This isn’t a new issue. Systems have always traded speed for capacity — fast memory close to the processor, slower storage further away. What is new is the scale and persistence of state modern software expects to hold. Long-running services, real-time analytics, personalization, and coordination-heavy workloads all strain that boundary. When state falls out of fast memory, systems don’t just slow down — they become brittle, unpredictable, and expensive to operate.
The rise of AI has compounded this pressure rather than created it. Agentic software, long contexts, and multi-step workflows dramatically increase how much state systems want to keep close at hand, turning an old architectural tradeoff into a first-order bottleneck. That shift is visible in how major infrastructure players are reorganizing their abstractions around memory and data movement, not just raw compute.

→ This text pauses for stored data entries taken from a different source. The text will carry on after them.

PR #35749, opened 2024-09-24
Remove a few more calls of IME to ember-compatibility.

andy31415:
This works to move more logic into DataModel::Provider calls to decouple interactionmodel engine from ember calls.

Decoupled the following calls:
  - implemented a CommandExists logic using pure DataModel::Provider interfaces
  - Replace ember-specific `ConcreteAttributePathExists` with provider aware `IsExistingAttributePath`

### Changes

- Adjusted more unit tests to use Datamodel::provider settings
- Updated unit tests to use `mock ember data` to report a consistent data layout
   - I was NOT able to fully fix up TestReadInteraction::TestSubscribeWildcard as that one seems to basically be manually looking at report data (which is long) and that is impractical. I just reset that test to the default (which is bad, because that seems to fix the default in place ... maybe we should copy over that layout instead to make it test-specific)
- **DISABLED** chip-im-initiator/responder and the cirque InteractionModelTest.py
  - chip-im-responder hardcodes directly ember shims used by the interaction model engine without regard of consistency (e.g. all data version checks return equal). Maintaining such a thing does not seem practical and we cover a lot of IM test via regular integration (repl and yaml) tests.
  - I specifically did not make the cirque tests use "ember" data model (that would have just made it pass) because I want to be able to ensure that ember and data model provider behaves the same.
  
> [!IMPORTANT]
> chip-im-responder and chip-im-initiator were disabled. We should consider if we can fix chip-im-responder to have 
> a consistent data model or we should delete the test.


bzbarsky-apple (commented):
I did not look at the tests carefully.

src/app/codegen-data-model-provider/CodegenDataModelProvider.cpp
```diff
@@ -31,6 +34,69 @@ namespace chip {
 namespace app {
 namespace {
 
+/// Handles going through callback-based enumeration of generated/accepted commands
```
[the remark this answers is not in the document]
andy31415: Absolutely - created that one to isolate the changes. Will keep this comment open until that PR merges and I can merge with master.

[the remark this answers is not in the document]
andy31415: Ready for review. Had to fix up several tests. TestReadInteraction::TestSubscribeWildcard is not maintainable by the way.... I gave up and `reset to default config` on it.

src/app/InteractionModelEngine.cpp
```diff
@@ -517,20 +517,7 @@ CHIP_ERROR InteractionModelEngine::ParseAttributePaths(const Access::SubjectDesc
...
-
-            if (
-#if CHIP_CONFIG_USE_DATA_MODEL_INTERFACE
-                GetDataModelProvider()->GetAttributeInfo(concretePath).has_value()
-
-#else
-                ConcreteAttributePathExists(concretePath)
-#endif
-            )
+            if (IsExistingAttributePath(concretePath))
```
bzbarsky-apple, line 520: Is this supposed to be checking for this being an "Existent Path" in the spec terminology?  If so, the naming should match the spec, no?  IsExistentAttributePath.

It looks like this function was added in https://github.com/project-chip/connectedhomeip/pull/35746 after I had reviewed it....  I was being confused why I wasn't recognizing it.

src/app/tests/TestCommandInteraction.cpp
bzbarsky-apple, line 1: I did not review the test bits carefully.

bzbarsky-apple (approved):

src/app/InteractionModelEngine.cpp
andy31415: I will rename. It was added after reviewer request (Tennessee) of not having ifdefs in the middle of an if condition because that is ugly to read ... I agreed.

yunhanw-google (approved):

This piece is a deep dive into that underlying problem — how modern systems manage state, why the traditional memory-storage boundary is breaking down, and how those failures show up as latency spikes, wasted compute, and rising operational costs across the stack.
Executive Highlights (tl;dr of the article)
Modern software systems aren’t struggling because compute is scarce. They’re struggling because memory and state don’t scale cleanly anymore.
When working state fits in fast memory, systems are predictable. When it doesn’t, state gets pushed to slower storage or dropped and rebuilt later. Rebuilding that state isn’t free. For large workloads, reprocessing context can take hundreds of seconds per request and cost orders of magnitude more than reusing existing state.
In practice, a single cache miss on a large, state-heavy workload can turn a near-instant response into a tens-of-seconds delay. At scale, even a 20–30% recompute rate can translate into thousands of dollars per GPU per month in wasted compute, along with significant power draw.
As systems become more state-heavy — long-running services, coordination-heavy workflows, and AI-driven software — these costs compound. Latency spikes worsen, tail performance becomes unstable, and infrastructure efficiency drops even when average throughput looks fine.
The core tradeoff modern systems keep running into is simple: hold state close to compute, or redo the work that created it. Traditional memory hierarchies were never designed for how much state modern software now wants to keep alive.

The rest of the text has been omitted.